Saved data entries:
PR #79, opened 2017-08-26
Check fscanf return value

ordex:
Solves #62 by improving the first suggested change in PR #49 

======

The fscanf function may fail due to any I/O reading error,
therefore it is better to check its return value and error
out in case of failure.

Note that we can only check for the error value (EOF) and not
for the number of matching pattern because in this case
it may be 0 or 1, based on the config line.

### DIFF
--- a/src/conf.c
+++ b/src/conf.c
@@ -57,6 +57,26 @@
 
 int parse_interfaces( conf_t *conf, char *s );
 
+static int axel_fscanf( FILE *fp, const char *format, ...)
+{
+	va_list params;
+	int ret;
+
+	va_start( params, format );
+	ret = vfscanf( fp, format, params );
+	va_end( params );
+
+	if( ret == EOF  && ferror(fp) )
+	{
+		fprintf( stderr, _("I/O error while reading config file: %s\n"),
+			 strerror(errno) );
+		fclose( fp );
+		return( 0 );
+	}
+
+	return( 1 );
+}
+
 int conf_loadfile( conf_t *conf, char *file )
 {
 	int line = 0;
@@ -75,8 +95,16 @@ int conf_loadfile( conf_t *conf, char *file )
 		line ++;
 
 		*s = 0;
-		fscanf( fp, "%100[^\n#]s", s );
-		fscanf( fp, "%*[^\n]s" );
+		if( !axel_fscanf( fp, "%100[^\n#]s", s ) )
+		{
+			fclose( fp );
+			return( 0 );
+		}
+		if( !axel_fscanf( fp, "%*[^\n]s" ) )
+		{
+			fclose( fp );
+			return( 0 );
+		}
 		fgetc( fp );			/* Skip newline */
 		tmp = strchr( s, '=' );
 		if( tmp == NULL )


src/conf.c
```diff
@@ -57,6 +57,19 @@
 
 int parse_interfaces( conf_t *conf, char *s );
 
+#define axel_fscanf( _fp, ... )				\
```
ismaell: This could be made a function by using `vfscanf`.

src/conf.c
```diff
@@ -57,6 +57,19 @@
...
+	{						\
+		int ret = fscanf( _fp, __VA_ARGS__ );	\
+		if( ret == EOF  && errno != 0 )		\
```
ismaell: `ferror` must be called instead of checking `errno`, there's no requirement for the function to set `errno` to zero.

src/conf.c
```diff
@@ -75,8 +88,8 @@ int conf_loadfile( conf_t *conf, char *file )
 		line ++;
 
 		*s = 0;
-		fscanf( fp, "%100[^\n#]s", s );
-		fscanf( fp, "%*[^\n]s" );
+		axel_fscanf( fp, "%100[^\n#]s", s );
+		axel_fscanf( fp, "%*[^\n]s" );
```
ismaell: This call should be merged with the previous one, as well as the call to `fgetc` following it.

src/conf.c
ordex: I did not make it a function, because this macro will also call return for conf_loadfile(). In alternative I can make it a function and return in conf_loadfile() when this new function returns -1, if you prefer.

src/conf.c
ordex: mh, right. I misinterpreted the manpage I think.

src/conf.c
ordex: As I wrote in the other pull request:

> I don't think you can merge those calls: if the first pattern is not matched (i.e. line starting with a comment), no matching for the second pattern will be attempted, thus preventing the file pointer from proceeding forward. I believe this is the reason why those calls are split on 3 different lines.

src/conf.c
ismaell: Yes, please.

src/conf.c
ismaell: The pattern on the second line can match zero characters too, so it's no problem.

ismaell: Also, spaces could be trimmed in this stage by adding the corresponding directive here.

ismaell: axel_fscanf( fp, " %100[^\n#]s%*[^\n]s%*c", s );

that would skip spaces at the beginning too.

ismaell: well, perhaps adding space directives isn't a good idea in the sense fscanf wouldn't tell us how many newlines it found, so we can't update `line`.

ordex: Sure, but imagine having the scanf format modified like you said: "%100[^\n#]s%*[^\n]s"
Now imagine the line to parse is "# some comments".
In this case the first format string won't match and the scanf will stop and exit there. The "rest of the line" won't be matched and fp won't move forward. At least this is what I got after doing various tests.

ismaell: `"%*[ \t]s"` might work as a replacement.

ordex: initial white characters are discarded automatically. I don't think we need to care about that?

ismaell: hhmm, no, nevermind, a failure on the left side prevents the evaluation of following directives, so it wouldn't work

ordex: correct, that's what I was trying to convey above

ordex:
macro has been changed to a function using vscanf()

Problem:
Retyping every line above exactly is all that is needed.

Result below:
PR #79, opened 2017-08-26
Check fscanf return value

ordex:
Solves #62 by improving the first suggested change in PR #49 

======

The fscanf function may fail due to any I/O reading error,
therefore it is better to check its return value and error
out in case of failure.

Note that we can only check for the error value (EOF) and not
for the number of matching pattern because in this case
it may be 0 or 1, based on the config line.

### DIFF
--- a/src/conf.c
+++ b/src/conf.c
@@ -57,6 +57,26 @@
 
 int parse_interfaces( conf_t *conf, char *s );
 
+static int axel_fscanf( FILE *fp, const char *format, ...)
+{
+	va_list params;
+	int ret;
+
+	va_start( params, format );
+	ret = vfscanf( fp, format, params );
+	va_end( params );
+
+	if( ret == EOF  && ferror(fp) )
+	{
+		fprintf( stderr, _("I/O error while reading config file: %s\n"),
+			 strerror(errno) );
+		fclose( fp );
+		return( 0 );
+	}
+
+	return( 1 );
+}
+
 int conf_loadfile( conf_t *conf, char *file )
 {
 	int line = 0;
@@ -75,8 +95,16 @@ int conf_loadfile( conf_t *conf, char *file )
 		line ++;
 
 		*s = 0;
-		fscanf( fp, "%100[^\n#]s", s );
-		fscanf( fp, "%*[^\n]s" );
+		if( !axel_fscanf( fp, "%100[^\n#]s", s ) )
+		{
+			fclose( fp );
+			return( 0 );
+		}
+		if( !axel_fscanf( fp, "%*[^\n]s" ) )
+		{
+			fclose( fp );
+			return( 0 );
+		}
 		fgetc( fp );			/* Skip newline */
 		tmp = strchr( s, '=' );
 		if( tmp == NULL )


src/conf.c
```diff
@@ -57,6 +57,19 @@
 
 int parse_interfaces( conf_t *conf, char *s );
 
+#define axel_fscanf( _fp, ... )				\
```
ismaell: This could be made a function by using `vfscanf`.

src/conf.c
```diff
@@ -57,6 +57,19 @@
...
+	{						\
+		int ret = fscanf( _fp, __VA_ARGS__ );	\
+		if( ret == EOF  && errno != 0 )		\
```
ismaell: `ferror` must be called instead of checking `errno`, there's no requirement for the function to set `errno` to zero.

src/conf.c
```diff
@@ -75,8 +88,8 @@ int conf_loadfile( conf_t *conf, char *file )
 		line ++;
 
 		*s = 0;
-		fscanf( fp, "%100[^\n#]s", s );
-		fscanf( fp, "%*[^\n]s" );
+		axel_fscanf( fp, "%100[^\n#]s", s );
+		axel_fscanf( fp, "%*[^\n]s" );
```
ismaell: This call should be merged with the previous one, as well as the call to `fgetc` following it.

src/conf.c
ordex: I did not make it a function, because this macro will also call return for conf_loadfile(). In alternative I can make it a function and return in conf_loadfile() when this new function returns -1, if you prefer.

src/conf.c
ordex: mh, right. I misinterpreted the manpage I think.

src/conf.c
ordex: As I wrote in the other pull request:

> I don't think you can merge those calls: if the first pattern is not matched (i.e. line starting with a comment), no matching for the second pattern will be attempted, thus preventing the file pointer from proceeding forward. I believe this is the reason why those calls are split on 3 different lines.

src/conf.c
ismaell: Yes, please.

src/conf.c
ismaell: The pattern on the second line can match zero characters too, so it's no problem.

ismaell: Also, spaces could be trimmed in this stage by adding the corresponding directive here.

ismaell: axel_fscanf( fp, " %100[^\n#]s%*[^\n]s%*c", s );

that would skip spaces at the beginning too.

ismaell: well, perhaps adding space directives isn't a good idea in the sense fscanf wouldn't tell us how many newlines it found, so we can't update `line`.

ordex: Sure, but imagine having the scanf format modified like you said: "%100[^\n#]s%*[^\n]s"
Now imagine the line to parse is "# some comments".
In this case the first format string won't match and the scanf will stop and exit there. The "rest of the line" won't be matched and fp won't move forward. At least this is what I got after doing various tests.

ismaell: `"%*[ \t]s"` might work as a replacement.

ordex: initial white characters are discarded automatically. I don't think we need to care about that?

ismaell: hhmm, no, nevermind, a failure on the left side prevents the evaluation of following directives, so it wouldn't work

ordex: correct, that's what I was trying to convey above

ordex:
macro has been changed to a function using vscanf()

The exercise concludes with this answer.